Dear CEOs, Get Input Early
Early-stage companies require founders to be deeply hands-on in product, sales, and marketing. But there’s one area that gets far less early attention, even in great companies: Post-sale.
CUSTOMER EXPERIENCECUSTOMER SUCCESS
Joseph Loria
11/19/20252 min read


There’s a quote from a recent SaaStr piece that stuck with me:
“Most first-time founders today can do everything — code, sell, support, upsell, even hack marketing. And so they keep doing everything, even after they hire people.”
It’s true. Not because founders crave control, but because early-stage companies require founders to be deeply hands-on in product, sales, and marketing. Those are the natural areas of focus.
But there’s one area that gets far less early attention, even in great companies: Post-sale. You know, that part of the business that determines renewals, expansion, customer health, and long-term revenue.
It’s not because CEOs are overlooking it. It’s just because, in the first few million of ARR, post-sale simply isn’t where they’ve spent the most time.
That’s normal and expected, but as the company matures, it becomes a problem if nothing changes.
Founders have strong instincts for product and sales because they’ve lived those motions every day. But post-sale is different:
Value delivery happens across many touchpoints.
Signals can be quieter and more subtle.
Problems don’t shout, they accumulate.
Risk shows up months before revenue loss does.
And customer sentiment rarely matches customer health.
By the time churn shows up in the numbers, it’s been happening invisibly for a while.
Not because the CEO missed anything, but because post-sale visibility just works differently than sales or product visibility.

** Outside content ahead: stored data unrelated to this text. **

PR #383, opened 2024-11-05
Improve list item actions

HawkiesZA:
## Purpose
For WhatsApp messages, we have two kinds of interactive messages, button and list types.

For button messages, we currently have two kinds of buttons, next message buttons and go to page buttons. The next message button goes to the next whatsapp message in the current content page, and the go to page button goes to the first message in the linked content page (which is also configured in the CMS)

For list message items, we are currently only able to specify the text. We would like to also be able to specify the action along with the item text, similar to button messages.

## Solution
This allows us to specify the action for list message items.

#### Checklist
- [x] Added to release notes


home/migrations/0083_alter_contentpage_whatsapp_body.py
```diff
@@ -0,0 +1,262 @@
+# Generated by Django 4.2.11 on 2024-11-04 14:59
```
rudigiesler, line 1: Have you tested this migration? I have a feeling that it will just delete all list items, since it doesn't know to default them to `next_message` list items. I think we need a manual migration step as part of this: https://docs.wagtail.org/en/v4.2/advanced_topics/streamfield_migrations.html#streamfield-data-migrations

home/models.py
```diff
@@ -277,15 +292,12 @@ class WhatsappBlock(blocks.StructBlock):
         help_text="List title, up to 24 characters.",
         max_length=24,
     )
-    list_items = blocks.ListBlock(
-        blocks.CharBlock(label="Title"),
-        default=[],
+    list_items = blocks.StreamBlock(
+        [("next_message", NextMessageListItem()), ("go_to_page", GoToPageListItem())],
         help_text="List item title, up to 24 characters.",
```
rudigiesler, line 297: We should probably change this help text as well

home/models.py
```diff
@@ -323,7 +335,7 @@ def clean(self, value):
                 f"{len(result['message'])} characters long"
             )
 
-        list_items = result["list_items"]
+        list_items = [item.value["title"] for item in result["list_items"]]
```
rudigiesler, line 338: We should test if we still need this validation, and maybe remove it if not? With the new error translation put in place for import, I think this is no longer necessary, since we specify the max char length on the streamfield definition.

home/tests/import-export-data/list_items_with_comma_output.csv
```diff
@@ -0,0 +1,6 @@
...
+Sub 1.1.1,1,6,list-item-test,Test 1,List item test,,,List item test,message test,,UTILITY,,,,List Title,"[{""type"": ""next_message"", ""title"": ""Item 3""}, {""type"": ""next_message"", ""title"": ""Item 4""}, {""type"": ""next_message"", ""title"": ""Item 2""}, {""type"": ""next_message"", ""title"": ""Item 1""}]",,,,,,,,,f351c9f0-751c-466e-acb6-09d607410491,,,,English,,"[{""type"": ""next_message"", ""title"": ""Btn 1""}, {""type"": ""next_message"", ""title"": ""Btn 2""}]",,,,,
+Sub 1.1.1.1,1,10,importexport,List item test,import/export Test,,,import/export test,import/export test,,UTILITY,,,,List Title,"[{""type"": ""next_message"", ""title"": ""item 2, with comma""}, {""type"": ""next_message"", ""title"": ""item 3""}, {""type"": ""next_message"", ""title"": ""item 1""}, {""type"": ""next_message"", ""title"": ""Item' comma""}]",,,,,,,,,cd9f38ec-6cd9-4289-873a-417d996493b4,,,,English,,[],,,,,
+Sub 1.1.1.2,1,11,test-import,List item test,Test import,,,Test import,Test import,,UTILITY,,,,List Title,"[{""type"": ""next_message"", ""title"": ""item1""}, {""type"": ""next_message"", ""title"": ""item2""}]",,,,,,,,,6387db5b-ed76-4d34-86f4-92fbd9e1ebda,,,,English,,[],,,,,
```
rudigiesler, line 6: I think we should have at least one test that uses the `go_to_page` list item type.

home/migrations/0083_alter_contentpage_whatsapp_body.py
HawkiesZA: So the data isn't dropped, but it doesn't actually show up (e.g. if you undo the migration, everything goes back to normal).

I did try to do a manual migration step, but it never seemed to actually take. My thinking was that as a fallback we could do an export before upgrading the CMS version, then do an import after the upgrade.

Should I try the manual data migration step again? Maybe this time you can help solve it :-)

home/models.py
HawkiesZA: What should it be? "List item text, up to 24 characters"?

rudigiesler: Well this is now just the items in the list right? It's no longer just the text, each text block will have their own help text mentioning the text and character limit. Maybe "Items to appear in the list message"

home/tests/import-export-data/list_items_with_comma_output.csv
HawkiesZA: ha, and adding that test revealed that I hadn't fully implemented the logic for that!

home/models.py
HawkiesZA: ohhh, right, with you now

rudigiesler (approved):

This is where outside input makes a huge difference. Not necessarily a hire or major investment, just an objective perspective from someone who knows what to look for:
Where value is (and isn’t) being delivered
What customer health actually looks like
Where teams unintentionally rely on the founder
How much onboarding impacts future renewals
Which accounts are quietly drifting
That perspective can come from:
A trusted coach or seasoned advisor
A peer founder who’s been through it
An experienced fractional leader
Even a colleague with bandwidth to dig in
The format doesn’t matter. What does is having someone not immersed in the day-to-day bring clarity to the parts of the customer journey that are hardest to see from too close up.
The goal? To create confidence…
to know where the post-sale engine is strong.
to hand things off without fear of surprises.
to prepare the environment for future leaders.
that customers are actually getting the value the product promises.
When CEOs get this clarity early, scaling becomes far more predictable, far more profitable, and far less stressful.